- **Work to complete**:
Restate word for word the lines of the records below, starting at the line that contains "This addresses issue" and ending at the line that contains "GATT defines two", with both of those lines included and nothing else.

*** Given records

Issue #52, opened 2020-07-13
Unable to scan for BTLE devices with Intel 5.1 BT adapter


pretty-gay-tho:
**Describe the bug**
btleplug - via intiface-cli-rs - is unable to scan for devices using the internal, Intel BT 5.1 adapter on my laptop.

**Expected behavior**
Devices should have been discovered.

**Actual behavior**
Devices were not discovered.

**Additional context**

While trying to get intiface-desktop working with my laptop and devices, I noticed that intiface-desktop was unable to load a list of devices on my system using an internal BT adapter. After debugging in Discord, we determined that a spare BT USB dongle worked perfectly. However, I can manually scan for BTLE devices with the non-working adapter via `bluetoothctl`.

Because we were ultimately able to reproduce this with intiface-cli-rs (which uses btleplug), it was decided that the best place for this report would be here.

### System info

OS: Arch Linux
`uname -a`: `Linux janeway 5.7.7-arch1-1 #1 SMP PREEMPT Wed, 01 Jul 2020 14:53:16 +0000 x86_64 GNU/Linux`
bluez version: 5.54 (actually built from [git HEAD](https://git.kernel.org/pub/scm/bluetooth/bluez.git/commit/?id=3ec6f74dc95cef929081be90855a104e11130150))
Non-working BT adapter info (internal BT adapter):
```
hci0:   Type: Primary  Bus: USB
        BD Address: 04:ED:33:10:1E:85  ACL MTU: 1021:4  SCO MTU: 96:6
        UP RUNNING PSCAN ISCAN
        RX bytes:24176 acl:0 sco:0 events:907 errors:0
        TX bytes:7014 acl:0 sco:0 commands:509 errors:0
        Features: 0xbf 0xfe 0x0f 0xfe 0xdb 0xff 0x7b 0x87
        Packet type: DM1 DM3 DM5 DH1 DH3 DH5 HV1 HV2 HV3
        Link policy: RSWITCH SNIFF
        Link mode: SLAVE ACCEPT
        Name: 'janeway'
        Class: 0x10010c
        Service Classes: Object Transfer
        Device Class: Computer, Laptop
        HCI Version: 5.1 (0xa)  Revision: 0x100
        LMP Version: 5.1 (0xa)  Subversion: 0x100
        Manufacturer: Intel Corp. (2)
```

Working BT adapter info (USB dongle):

******
*** Given records

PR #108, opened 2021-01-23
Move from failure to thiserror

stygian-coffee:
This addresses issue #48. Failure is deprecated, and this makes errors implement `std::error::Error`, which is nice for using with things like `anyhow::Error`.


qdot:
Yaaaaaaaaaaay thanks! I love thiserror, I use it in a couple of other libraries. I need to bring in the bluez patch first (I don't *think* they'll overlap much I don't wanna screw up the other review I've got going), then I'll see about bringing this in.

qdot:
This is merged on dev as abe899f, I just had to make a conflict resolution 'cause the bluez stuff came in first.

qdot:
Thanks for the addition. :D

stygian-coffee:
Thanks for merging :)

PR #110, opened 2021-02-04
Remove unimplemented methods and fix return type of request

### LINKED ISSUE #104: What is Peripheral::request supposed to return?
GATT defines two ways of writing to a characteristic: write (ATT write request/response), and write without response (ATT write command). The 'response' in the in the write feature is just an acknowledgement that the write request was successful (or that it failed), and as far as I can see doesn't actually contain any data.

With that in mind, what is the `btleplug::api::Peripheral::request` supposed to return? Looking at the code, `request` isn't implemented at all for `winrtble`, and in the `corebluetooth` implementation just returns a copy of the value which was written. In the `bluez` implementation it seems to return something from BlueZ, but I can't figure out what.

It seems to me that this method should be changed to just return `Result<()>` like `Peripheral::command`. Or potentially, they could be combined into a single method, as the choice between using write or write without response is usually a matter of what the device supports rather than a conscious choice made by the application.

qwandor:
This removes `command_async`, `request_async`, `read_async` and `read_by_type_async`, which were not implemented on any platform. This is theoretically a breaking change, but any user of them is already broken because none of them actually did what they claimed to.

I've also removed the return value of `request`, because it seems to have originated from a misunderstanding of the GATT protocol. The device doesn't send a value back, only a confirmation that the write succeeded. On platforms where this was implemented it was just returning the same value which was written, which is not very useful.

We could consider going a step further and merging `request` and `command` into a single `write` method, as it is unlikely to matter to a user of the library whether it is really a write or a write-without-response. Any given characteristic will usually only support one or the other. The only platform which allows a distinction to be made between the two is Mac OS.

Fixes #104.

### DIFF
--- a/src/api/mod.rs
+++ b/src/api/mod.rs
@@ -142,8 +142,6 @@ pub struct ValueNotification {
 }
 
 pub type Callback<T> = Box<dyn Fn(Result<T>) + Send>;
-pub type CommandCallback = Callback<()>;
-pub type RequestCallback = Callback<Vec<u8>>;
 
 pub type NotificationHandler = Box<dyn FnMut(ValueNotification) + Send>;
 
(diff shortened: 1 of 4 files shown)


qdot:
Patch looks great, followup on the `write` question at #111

******

- **Solved problem**:
This addresses issue #48. Failure is deprecated, and this makes errors implement `std::error::Error`, which is nice for using with things like `anyhow::Error`.


qdot:
Yaaaaaaaaaaay thanks! I love thiserror, I use it in a couple of other libraries. I need to bring in the bluez patch first (I don't *think* they'll overlap much I don't wanna screw up the other review I've got going), then I'll see about bringing this in.

qdot:
This is merged on dev as abe899f, I just had to make a conflict resolution 'cause the bluez stuff came in first.

qdot:
Thanks for the addition. :D

stygian-coffee:
Thanks for merging :)

PR #110, opened 2021-02-04
Remove unimplemented methods and fix return type of request

### LINKED ISSUE #104: What is Peripheral::request supposed to return?
GATT defines two ways of writing to a characteristic: write (ATT write request/response), and write without response (ATT write command). The 'response' in the in the write feature is just an acknowledgement that the write request was successful (or that it failed), and as far as I can see doesn't actually contain any data.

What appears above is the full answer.